# NPN vs PNP



## jorgeroden (Feb 22, 2007)

Hay alguna forma de saber si un transistor es NPN o PNP si sólo se dispone de un simple polímetro.
Y saber qué terminales corresponden a la base, colector y emisor
Gracias


----------



## heli (Feb 22, 2007)

Si, esa pregunta me la hicieron a mí en una entrevista de trabajo!!!
Considera el transistor como como dos diodos, uno la unión EB, y otro la unión BC. Los diodos tienen en común la pata base del transistor.
Si el transistor es NPN la pata base corresponde al ánodo de los dos diodos. 
Si el transistor es PNP la pata base corresponde al cátodo de los dos diodos.
Para localizar la pata base se pone el tester en medida de diodos. Se conecta una pata al azar a la punta + del tester.
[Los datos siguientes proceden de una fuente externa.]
PR #9475, opened 2024-06-26
Log user agent and remote addr on auth errors

butonic:
The proxy will now log `user_agent`, `client.address`, `network.peer.address` and `network.peer.port` to help operations debug authentication errors. The latter three follow the [Semantic Conventions 1.26.0 / General / Attributes](https://opentelemetry.io/docs/specs/semconv/general/attributes/) naming to better integrate with log aggregation tools.

Trying to help pin down the occurrence very old access tokens... like 120+ days.


d7oc:
Do we also have some information available which definitely identifies a single user? I would like to have it in here. Like uid, username etc. None of the information added in here provides this now as even the address might be NATed and thus not unique.

butonic:
we could log the token but when it is opaque we don't gain anything. The root cause of the error will be logged. AFAICT an error only occurs here when the idp is unreachable or the claims cannot be parsed.

when the proxy is running at debug level the claims (including the user id) will be logged on successful auth.

micbar (approved):

Issue #9474, opened 2024-06-26
Reseting password via cli doesn't work when adminUserName has been changed


ScharfViktor:
community request https://central.owncloud.org/t/resetting-or-recreating-admin-user/49643

`ocis version`: `6.0.0` 

steps: 
- run ocis binary 
- change admin userName to `adminNew`
- stop ocis 
- go to the terminal and reset password `ocis/bin/ocis idm resetpassword`

Expected: password is changed
Actual: password is not changed

```
Resetting password for user 'uid=admin,ou=users,o=libregraph-idm'.
Enter new password: 
Re-enter new password: 
Failed to update admin password: entry does not exist
Password for user 'uid=admin,ou=users,o=libregraph-idm' updated.
```

prohtex:
Hi @ScharfViktor, I'm trying to use this to reset an admin password. Like the user who initially wrote about this issue, I have an admin user than was renamed.

I am able to run the reset tool on user "admin," but I am still unable to log in.

```
sudo /opt/ocis/ocis-7.0.0-rc.4-darwin-arm64 idm resetpassword
Resetting password for user 'uid=admin,ou=users,o=libregraph-idm'.
Password for user 'uid=admin,ou=users,o=libregraph-idm' updated.
```

When I run the tool and provide the name of the user I changed 'admin' to, I get the following error:

```
$ sudo /opt/ocis/ocis-7.0.0-rc.4-darwin-arm64 idm resetpassword -u newname
Resetting password for user 'uid=newname,ou=users,o=libregraph-idm'.
Failed to update user password: entry does not exist
```

If I'm not mistaken, UID is a key, as below:
```
{
  "accountEnabled": true,
  "displayName": "Albert Einstein",
  "givenName": "Albert",
  "id": "4c510ada-c86b-4815-8820-42cdf82c3d51",
  "onPremisesSamAccountName": "einstein",
  "surname": "Einstein"
}
```

Is this tool expecting the id, or the "onPremisesSamAccountName"? I don't have a way to retrieve the id, because I can't log in!

PR #9479, opened 2024-06-27
Allow setting username on pwreset

kobergj:
Allows choosing the username with `-a` parameter when executing `ocis idm resetpassword`

Fixes https://github.com/owncloud/ocis/issues/9474


dragonchaser (changes requested):
Doesn't this change makte it a generic user-password reset?

kobergj:
That's what it is supposed to be

dragonchaser (approved):

Issue #8589, opened 2024-03-06
Scaling oCIS in kubernetes causes requests to fail


butonic:
During loadtests we seem to be losing requests. We have identified several possible causes:
## 1. when a new pod is added it does not seem to receive traffic
This might be caused by clients not picking up the new service. One reason would be that the same grpc connection is reused. We need to make sure that every service uses the a selector.Next() call to get a fresh client from the registry.

## 2. when a pod is shut down because kubernetes moves it to a different node or it is descheduled it still receives traffic
This might be caused by latency. The client got a grpc client with selector.Next() but then the pod was killed before the request reached it. We should retry requests, but the grpc built in retry mechanism would need to know all possible services. That is not how the reva pool works. 

We could configure the grpc connection to retry requests:
```go

	var retryPolicy = `{
		"methodConfig": [{
			// config per method or all methods under service
			"name": [{"service": "grpc.examples.echo.Echo"}],
			"waitForReady": true,

			"retryPolicy": {
				"MaxAttempts": 4,
				"InitialBackoff": ".01s",
				"MaxBackoff": ".01s",
				"BackoffMultiplier": 1.0,
				// this value is grpc code
				"RetryableStatusCodes": [ "UNAVAILABLE" ]
			}
		}]
	}`

	conn, err := grpc.Dial(
		address,
		grpc.WithTransportCredentials(cred),
		grpc.WithDefaultServiceConfig(retryPolicy),
		grpc.WithDefaultCallOptions(
			grpc.MaxCallRecvMsgSize(maxRcvMsgSize),
		),
		grpc.WithStatsHandler(otelgrpc.NewClientHandler(
			otelgrpc.WithTracerProvider(
				options.tracerProvider,
			),
			otelgrpc.WithPropagators(
				rtrace.Propagator,
			),
		)),
	)
```
but they would just try the same ip. To actually send requests to different servers, aka [client side load balancing](https://github.com/grpc/grpc-go/blob/master/examples/features/load_balancing/README.md) we would have to add sth. like:
```
	// Make another ClientConn with round_robin policy.
	roundrobinConn, err := grpc.Dial(
		fmt.Sprintf("%s:///%s", exampleScheme, exampleServiceName),
		grpc.WithDefaultServiceConfig(`{"loadBalancingConfig": [{"round_robin":{}}]}`), // This sets the initial balancing policy.
		grpc.WithTransportCredentials(insecure.NewCredentials()),
	)
```

[...]

PR #9488, opened 2024-06-27
ADR0029 - grpc in kubernetes

butonic:
I investigated https://github.com/owncloud/ocis/issues/8589 and tried to sum up my findings in an ADR because it may have architectural consequences.


butonic:
When trying to use the `dns:///` resolver of grpc-go in [this](https://github.com/cs3org/reva/pull/4744) reva PR and thinking about the consequences I found [a blog post](https://citymall.engineering/redefining-grpc-load-balancing-the-power-of-custom-dns-in-kubernetes-126ecc3cfb6c) that implemented a [k8s-resolver](https://github.com/city-mall/k8s-resolver/tree/main/golang) to achieve Perfect Round Robin, Inclusion of Newly Created Pods and Smooth Redeployment. But I wondered if there were other resolver implementations for kubernetes, which led me to https://github.com/sercand/kuberesolver. It watches the kubernetes api and has been around for quite a while.

I'll add it to the [reva PR](https://github.com/cs3org/reva/pull/4744) and make the service names configurable in the [ocis PR](https://github.com/owncloud/ocis/pull/9490) ... then we can test the behavior under load.

butonic:
After digesting this, ponder on the thought that some services expose http ports as well as grpc ... we need to clerify how http requests are retried and load balanced as well. if grpc uses headless services and dns .... that does might not mix with go micro http clients ...

docs/ocis/adr/0029-grpc-in-kubernetes.md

Se conecta la punta - a otra pata, si da continuidad se dibuja en un papel un diodo con el ánodo en la pata donde está la punta + el cátodo en la pata donde esté la punta -. Se repite el proceso con todas las combinaciones de patas y polaridades de las puntas, dibujando los diodos resultantes en un papel.
El resultado será como este:





Las combinaciones de posición de puntas y polaridades son 6, pero se encuentra el tipo de transistor y cual es la pata base antes. La unión Base-Colector suele dar menos resistencia (técnicamente es caída de tensión) que la unión Base-Emisor, aunque es una diferencia muy pequeña, puede servir para distinguir Emisor de Colector.
 PD: Me dieron el trabajo!!! (No es broma, fué así...)


----------



## jorgeroden (Feb 22, 2007)

pues seguro que no se equivocaron al darte el trabajo.
gracias de nuevo Heli


----------